-- Data excerpts follows --
PR #5034, opened 2021-06-23
[script] [common-travel] delete flags when no longer needed

KatoakDR:
### Background
* Inspired by conversation with @wstampley 
* Typical scripts run then exit, and any flags in them can be deleted in a `before_dying` block.
* Modules that are loaded in memory and not "ran and exited" don't have this cleanup step, so flags need to be deleted manually.
* Deleting unused flags can improve performance by reducing the amount of processing over received messages

### Changes
* Move declaration of the travel flags in `walk_to` method to the place where they're actually needed, by-passing several `return` statements that exit the method and wouldn't have cleaned up the flags.
* At end of method, delete the travel flags tracking if a shop is closed or you're in combat.

## Tests
* I tested while engaged with ship rats -- able to retreat then move to destination.
* I tested in Arthe Dale trying to enter room 19237 in the evening when it's closed up.

### DIFF
--- a/common-travel.lic
+++ b/common-travel.lic
@@ -86,9 +86,6 @@ module DRCT
   end
 
   def walk_to(target_room, restart_on_fail = true)
-    Flags.add('travel-closed-shop', 'The door is locked up tightly for the night', 'You smash your nose', '^A servant (blocks|stops)')
-    Flags.add('travel-engaged', 'You are engaged')
-
     target_room = tag_to_id(target_room) if target_room.is_a?(String) && target_room.count("a-zA-Z") > 0
 
     return false if target_room.nil?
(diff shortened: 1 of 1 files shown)


common-travel.lic
```diff
@@ -118,13 +115,25 @@ module DRCT
...
       # Shop closed, stop script and open door then restart
       if Flags['travel-closed-shop']
         Flags.reset('travel-closed-shop')
         kill_script(script_handle)
         if /You open/ !~ DRC.bput('open door', 'It is locked', 'You .+', 'What were')
-          return false
+          # You cannot get to where you want to go,
+          # and no amount of retries will get you through the locked door.
+          restart_on_fail = false
+          break
```
KatoakDR, line 136: To still hit the code at the end of this method that deletes the flags, I changed the `return` to just don't restart on fail and then break out of the loop. Line 171 will now _not_ execute (retry movement) and the method will still return false because you're not at your destination.

rpherbig:
> Deleting unused flags can improve performance

These common files are kept around in memory long-term and there are only two flags here. Is this a noticeable performance change?

KatoakDR:
> > Deleting unused flags can improve performance
> 
> These common files are kept around in memory long-term and there are only two flags here. Is this a noticeable performance change?

Noticeable? Doubtful. 

Originally we thought the leftover engaged flag was keeping Sekmeht in a loop trying to retreat from spiders under Theren’s keep,  but turns out that you just can’t retreat there and you’re stuck, with or without this change. 

This PR is not a “must have”. If any concerns, I can close it. 

@wstampley any feedback from your perspective?

Thanks

wstampley:
> This PR is not a “must have”. If any concerns, I can close it.
> 
> @wstampley any feedback from your perspective?

I like the cleanup, personally. Every stranded flag is another regex on every line of text you get from the game.

KatoakDR:
@rpherbig this is ready for your final review, thanks!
-- Data excerpts concluded --
— Problem requirements —
Look through the records above and please copy every line in which the string "unused" occurs.

— Solution to the exercise —
* Deleting unused flags can improve performance by reducing the amount of processing over received messages
> Deleting unused flags can improve performance
> > Deleting unused flags can improve performance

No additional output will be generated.